Temelleri müzikal olarak rock’n roll’a ve 60’ların Iggy and The Stooges ve Velvet Underground gibi gruplara dayanan punk, 70’lerin ortalarında özellikle Sex Pistols, The Clash, The Buzzcocks, The Television gibi gruplarla önemli bir çıkış sağlamayı başarmıştı. 60’ların müzik dünyasının iyi enstrüman çalmak, şarkılarda derin göndermelerde bulunmak, uzun ve deneysel parçalara imza atmak gibi olmazsa olmazlarının karşısında, punk’ın enstrüman çalma konusundaki ustalığı arka plana iten, gizli göndermeler ve derin felsefik düşünceler yerine sert kültürel ve politik söylemleri umursamaz bir şekilde savunan, birkaç dakikalık şarkılardan oluşan basit ama kışkırtıcı tarzı döneme damgasını vurmayı başarmıştı. Punk’ın sansasyonel çekiciliği ve cüreti, gitarı her eline alanın bir grup kurduğu bir kültürel ortam yaratmıştı. 1977’de altın yılını yaşayan punk hemen sonrasında düşüş yaşadıysa da pek çok müzik türünü ve müzisyeni derinden etkilemeyi başarmıştı.

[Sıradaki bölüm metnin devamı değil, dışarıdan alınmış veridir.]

PR #26255, opened 2021-09-24
changed Recommend to Recommended in header

AdrianEdelen:
## Summary

just fixing what I believe is a typo in the header of the doc.


BillWagner (approved):
Thanks @AdrianEdelen 

You're fix is correct, and I'll :shipit: now.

Punk çıkış dönemi esasında toplumsal olarak bir krizin yaşandığı döneme denk gelmekteydi ve belki de esas gücünü toplumda bulunan genel gerilimi yıkıcı ve etkin bir şekilde dışavurmasından almıştı. 1974 OPEC krizinin etkileri esas sorunu kar hadlerinin düşmesi olan burjuvazinin uzun zamandır arzuladığı yeni bir ekonomik modeli dayatması için zemin hazırlamıştı. Yapılmak istenen değişimlerin sürekli olarak sendikal örgütlenmelere takılması işçi sınıfının aleyhinde daha sert bir ekonomik ve politik hattın dayatılmasını gereksindiriyordu. Thatcher ve Reagan’ın muhafazakar algılayışları ve neoliberal politikaları savunma konusundaki isteklilikleri bu ikiliyi benzer zamanlarda iktidara taşıdı. Uygulanan sert politikalar sonucunda genel toplumsal muhalefetin önünün alınması ile punk’ın isyankar çığlığının susması benzer bir döneme denk geldi. 1978 yılıyla birlikte başlayan düşüş 80’lerin başlarında doruk noktasına ulaştı. Artık yeni dünya düzeni konusunda konsensüs neredeyse her alanda muhafazakarların ve neoliberallerin lehine sağlanmıştı.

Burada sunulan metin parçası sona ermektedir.